TASK TO CARRY OUT =>
The answer is all of the data, repeated exactly.

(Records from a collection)
PR #153, opened 2022-03-08
Enh/dimensionality tests

PatrickSampaioUSP:
## Pull request type

## Pull request checklist

## What is the new behavior?

Added dimension tests for the Rocket class


tests/conftest.py
```diff
@@ -47,6 +48,50 @@ def rocket(solid_motor):
...
 
 
+@pytest.fixture
+def m():
+    return numericalunits.m
+
+
+@pytest.fixture
+def kg():
+    return numericalunits.kg
```
giovaniceotto, line 58: Should there by a fixture for seconds as well?

```suggestion
@pytest.fixture
def m():
    return numericalunits.m


@pytest.fixture
def kg():
    return numericalunits.kg


@pytest.fixture
def s():
    return numericalunits.s
```

tests/conftest.py
```diff
@@ -47,6 +48,50 @@ def rocket(solid_motor):
...
+
+
+@pytest.fixture
+def dimensioneless_solid_motor(kg, m):
+    example_motor = SolidMotor(
+        thrustSource="data/motors/Cesaroni_M1670.eng",
+        burnOut=3.9,
```
giovaniceotto, line 65: Should the burnOut time be given in seconds?

```suggestion
def dimensioneless_solid_motor(kg, m, s):
    example_motor = SolidMotor(
        thrustSource="data/motors/Cesaroni_M1670.eng",
        burnOut=3.9*s,
```

giovaniceotto (commented):
Had a quick look and noticed no time dimensions are checked. Did we forget it or is this the intended behavior?

I suspect wonder if there are any calculations which involve a change in time dimensions (such as time derivatives or integration) in the Rocket class.

giovaniceotto (commented):
From what I understand, when an equation does contain a dimensional error, an assert will fail. However, the assert can fail for multiple reasons, and a dimensional error is only one of the possibilities.

I wonder if we should implement such tests in a way that we have exclusive tests to guarantee dimensional homogeneity. This means that some tests would check only dimensionality and would fail if, and only if, there is a dimensional error. Another test would be needed verify if the function is producing a correct numerical answer.

The advantage of doing so is that the developer would have more information to understand where the error is and what it is.

tests/conftest.py
Gui-FernandesBR: Sure thing! But I think we use input based on time only on addParachutes method (the lag input) so in that case I think I agree using only mass and length for now

Gui-FernandesBR (approved):
I'm approving since it's OK for me, however Giovani's comments should be addressed before merging.
Great work btw, I think it's the beggining of a second level unit tests, PR&O is becoming expert on such things

PatrickSampaioUSP:
@Gui-FernandesBR I think we should wait a little, I'm working on something regarding that comment

PatrickSampaioUSP:
@giovaniceotto Could you take a look again, please?

giovaniceotto (approved):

ANSWER SPACE =>
PR #153, opened 2022-03-08
Enh/dimensionality tests

PatrickSampaioUSP:
## Pull request type

## Pull request checklist

## What is the new behavior?

Added dimension tests for the Rocket class


tests/conftest.py
```diff
@@ -47,6 +48,50 @@ def rocket(solid_motor):
...
 
 
+@pytest.fixture
+def m():
+    return numericalunits.m
+
+
+@pytest.fixture
+def kg():
+    return numericalunits.kg
```
giovaniceotto, line 58: Should there by a fixture for seconds as well?

```suggestion
@pytest.fixture
def m():
    return numericalunits.m


@pytest.fixture
def kg():
    return numericalunits.kg


@pytest.fixture
def s():
    return numericalunits.s
```

tests/conftest.py
```diff
@@ -47,6 +48,50 @@ def rocket(solid_motor):
...
+
+
+@pytest.fixture
+def dimensioneless_solid_motor(kg, m):
+    example_motor = SolidMotor(
+        thrustSource="data/motors/Cesaroni_M1670.eng",
+        burnOut=3.9,
```
giovaniceotto, line 65: Should the burnOut time be given in seconds?

```suggestion
def dimensioneless_solid_motor(kg, m, s):
    example_motor = SolidMotor(
        thrustSource="data/motors/Cesaroni_M1670.eng",
        burnOut=3.9*s,
```

giovaniceotto (commented):
Had a quick look and noticed no time dimensions are checked. Did we forget it or is this the intended behavior?

I suspect wonder if there are any calculations which involve a change in time dimensions (such as time derivatives or integration) in the Rocket class.

giovaniceotto (commented):
From what I understand, when an equation does contain a dimensional error, an assert will fail. However, the assert can fail for multiple reasons, and a dimensional error is only one of the possibilities.

I wonder if we should implement such tests in a way that we have exclusive tests to guarantee dimensional homogeneity. This means that some tests would check only dimensionality and would fail if, and only if, there is a dimensional error. Another test would be needed verify if the function is producing a correct numerical answer.

The advantage of doing so is that the developer would have more information to understand where the error is and what it is.

tests/conftest.py
Gui-FernandesBR: Sure thing! But I think we use input based on time only on addParachutes method (the lag input) so in that case I think I agree using only mass and length for now

Gui-FernandesBR (approved):
I'm approving since it's OK for me, however Giovani's comments should be addressed before merging.
Great work btw, I think it's the beggining of a second level unit tests, PR&O is becoming expert on such things

PatrickSampaioUSP:
@Gui-FernandesBR I think we should wait a little, I'm working on something regarding that comment

PatrickSampaioUSP:
@giovaniceotto Could you take a look again, please?

giovaniceotto (approved):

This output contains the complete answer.